BitDelta: Your Fine-Tune May Only Be Worth One Bit
Liu, James, Xiao, Guangxuan, Li, Kai, Lee, Jason D., Han, Song, Dao, Tri, Cai, Tianle
Large Language Models (LLMs) are typically trained in two phases: pre-training on large internet-scale datasets, and fine-tuning for downstream tasks. Given the higher computational demand of pre-training, it's intuitive to assume that fine-tuning adds less new information to the model, and is thus more compressible. We explore this assumption by decomposing the weights of fine-tuned models into their pre-trained components and an additional delta.
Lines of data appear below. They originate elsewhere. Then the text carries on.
PR #2679, opened 2026-04-22
feat(claw): make bot identity the first onboarding step

RSO:
## Summary

- Show `BotIdentityStep` as the initial screen on `/claw/new` instead of the static `CreateInstanceCard`. Submitting the identity step now triggers instance provisioning.

## Verification

- Manually verified that `/claw/new` opens directly on "Give your bot an identity" for new users.
- Checked that the provisioning banner does not appear before the user submits the identity form.

## Visual Changes

https://github.com/user-attachments/assets/f20191a8-8912-4fb1-b6c2-30385bc0d2c8


jeanduplessis (commented):
We are losing some posthog events with this change.
We should make sure they are not going to cause a knock-on effect for how we measure things.

apps/web/src/app/(app)/claw/components/ClawOnboardingFlow.tsx
```diff
@@ -156,13 +155,15 @@ function ClawOnboardingFlowInner({
...
   const { data: isServiceDegraded } = useClawServiceDegraded();
+  useFeatureFlagVariantKey('button-vs-card');
   const posthog = usePostHog();
 
   useEffect(() => {
-    if (!flowState.createSetupActive || hasCapturedIdentityView.current) return;
+    if (flowState.renderStep !== 'identity' || hasCapturedIdentityView.current) return;
     hasCapturedIdentityView.current = true;
+    posthog?.capture('claw_page_viewed');
     posthog?.capture('claw_setup_identity_viewed');
```
RSO, line 165: @pedroheyerdahl FYI, these two events are going to be identical from here on out, but I didn't want to break any reporting on your side, so I kept them both.

pedroheyerdahl: appreciate the heads up! I’ll change the dbt logic to rename old event with the new name before exposing it for analytics. I'm okay with deprecating it going forward to avoid confusion. thanks!

jeanduplessis (approved):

We introduce a simple method, BitDelta, which successfully quantizes this delta down to 1 bit without compromising performance. This interesting finding not only highlights the potential redundancy of information added during fine-tuning, but also has significant implications for the multi-tenant serving and multi-tenant storage of fine-tuned models. By enabling the use of a single high-precision base model accompanied by multiple 1-bit deltas, BitDelta dramatically reduces GPU memory requirements by more than 10x, which can also be translated to enhanced generation latency in multi-tenant settings. We validate BitDelta through experiments across Llama-2 and Mistral model families, and on models up to 70B parameters, showcasing minimal performance degradation over all tested settings.